Overall Responsibility – Who’s to Blame?
Beyond responsibility for this or that particular aspect of the blockade, some news reports reported Israel’s position that the blockade itself is the product of Hamas’ continued assault against Israel. None of the Western journalists, however, reported that this Israeli view was shared by a prominent voice in the Arab world. As Abu Toameh reported yesterday (Jan. 21) in the Jerusalem Post:
A prominent Arab editor on Monday blamed Hamas for the ongoing crisis in the Gaza Strip, saying the Islamist movement had acted “stupidly” by firing rockets at Israel. . . .
Abdel Rahman Rashed, a Saudi national serving as general manager of the pan-Arab Arabiya news channel, said Hamas was responsible for the suffering of some 1.5 million Palestinians living in the Gaza Strip.
“Hamas committed a stupid act when it gave the Israelis an excuse to launch attacks in retaliation for a few antique rockets,” Rashid wrote in the London-based daily Asharq Al-Awsat.
“Prior to that, Hamas committed a big crime against the Palestinian people by overthrowing the Palestinian Authority [in the Gaza Strip]. The Palestinians in the Gaza Strip have suffered a lot because of Hamas’s actions.
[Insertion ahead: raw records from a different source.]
PR #169, opened 2015-08-27
Add example of live kernel assembly debugging

drzaeus77:

### DIFF
--- a/examples/reg_debugger.py
+++ b/examples/reg_debugger.py
@@ -1,0 +1,46 @@
+#!/usr/bin/env python
+# Copyright (c) PLUMgrid, Inc.
+# Licensed under the Apache License, Version 2.0 (the "License")
+#
+# This example shows how a BPF program can single step through the calculations
+# in a single function. The use case in this scenario was to see the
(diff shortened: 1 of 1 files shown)


examples/reg_debugger.py
```diff
@@ -0,0 +1,46 @@
...
+regs = ["di", "si", "dx", "cx", "ax", "bx", "bp"]
+regs += ["r%d" % i for i in range(8, 15)]
+
+
+prog = """
+#include <linux/ptrace.h>
+"""
+for r in regs:
+    prog += reg_printer("print_%s" % r, r)
+    prog += reg_printer("print_%s_net" % r, r, "bpf_ntohll")
```
4ast: this line is unused.
In general, the whole .py doesn't look like an example. Most likely it works with only one specific kernel. No one can even run it to get meaningful results. If it's here to demonstrate sed of C program via python then some other example is needed.

drzaeus77: I'm ok leaving this code out of the branch. I just wanted to get it out of my private workspace and somewhere visible. We can close the pull request and refer to it as needed or resurrect when a valid use case is found.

Hamas is bringing Israel back into the Gaza Strip after it was liberated by the Palestinian groups.”
Rashed questioned the wisdom of firing rockets and mortars at Israel which, he said, was only increasing the suffering of the Palestinians, let alone that they were not causing much harm to Israel. He pointed out that “only” 10 Israelis were wounded in the recent attacks as opposed to the “huge disaster” that has befallen the Palestinians in the Gaza Strip.
Rashed is regarded by many Arab journalists as an unofficial spokesman for the Saudi royal family. He previously served as editor-in-chief of the Saudi-owned Asharq Al-Awsat newspaper and his writings regularly reflect the views of the Saudi establishment.
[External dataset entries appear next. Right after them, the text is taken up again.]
PR #172, opened 2015-08-29
initial ksym() and ksymaddr()

### LINKED ISSUE #140: Kernel symbol translation
There should be a Python function for translating kernel addresses to symbol names: eg, BPF.ksym(addr). As an example, here's some code I was using (feel free to use/improve):

```Python
# kernel symbol translation
ksym_addrs = []			# addresses for binary search
ksym_names = []			# same index as ksym_addrs
def load_kallsyms():
	symfile = "/proc/kallsyms"
	try:
		syms = open(symfile, "r")
	except:
		print >> stderr, "ERROR: reading " + symfile
		exit()
	line = syms.readline()
	for line in iter(syms):
		cols = line.split()
		name = cols[2]
		addr = int(cols[0], 16)
		ksym_addrs.append(addr)
		ksym_names.append(name)
	syms.close()
def ksym(addr):
	start = -1
	end = len(ksym_addrs)
	while end != start + 1:
		mid = (start + end) / 2
		if addr < ksym_addrs[mid]:
			end = mid
		else:
			start = mid
	if start == -1:
		return "[unknown]"
	return ksym_names[start]
load_kallsyms()
```

The python program could then call ksym() on an address, to get the symbol name from /proc/kallsyms.

In hindsight I'd adjust this so that ksym() checked if symbols were loaded, and if not, called load_kallsyms() itself. That would avoid needing to call load_kallsyms() explicitly. The end-user would simply use ksym() if they needed it.

It may also be useful to provide a ksymaddr() function, which returned the symbol name followed by the instruction offset. Eg, "vfs_read+0x18" instead of just "vfs_read".

brendangregg:
Fixes #140

### DIFF
--- a/tools/vfscount
+++ b/tools/vfscount
@@ -16,43 +16,6 @@ from ctypes import c_ushort, c_int, c_ulonglong
 from time import sleep, strftime
 from sys import stderr
 
-# kernel symbol translation
-ksym_addrs = []			# addresses for binary search
-ksym_names = []			# same index as ksym_addrs
-def load_kallsyms():
-	symfile = "/proc/kallsyms"
-	try:
-		syms = open(symfile, "r")
-	except:
-		print("ERROR: reading " + symfile, file=sys.stderr)
-		exit()
-	line = syms.readline()
-	for line in iter(syms):
-		cols = line.split()
-		name = cols[2]
-		if name[:4] != "vfs_":	# perf optimization
-			continue
-		addr = int(cols[0], 16)
-		ksym_addrs.append(addr)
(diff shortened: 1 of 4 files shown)


tools/vfscount
```diff
@@ -16,47 +16,9 @@ from ctypes import c_ushort, c_int, c_ulonglong
 from time import sleep, strftime
 from sys import stderr
```
drzaeus77: With this cleanup, ctypes, sys, and strftime can be removed from the import list.

drzaeus77:
Awesome, thanks!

The readiness of Western journalists to assign blame to Israel for Gaza’s hardships while ignoring information to the contrary – even from Arab sources – is not a new phenomenon. Last November, for example, the New York Times’ Steven Erlanger blamed Israel for an impending recurrence of the Gaza sewage disaster and ignored Palestinian evidence which pointed to Palestinian culpability. Whether the subject be human waste or fresh pita, it’s unconscionable that journalists allow Hamas spin to drown out opposing Arab voices.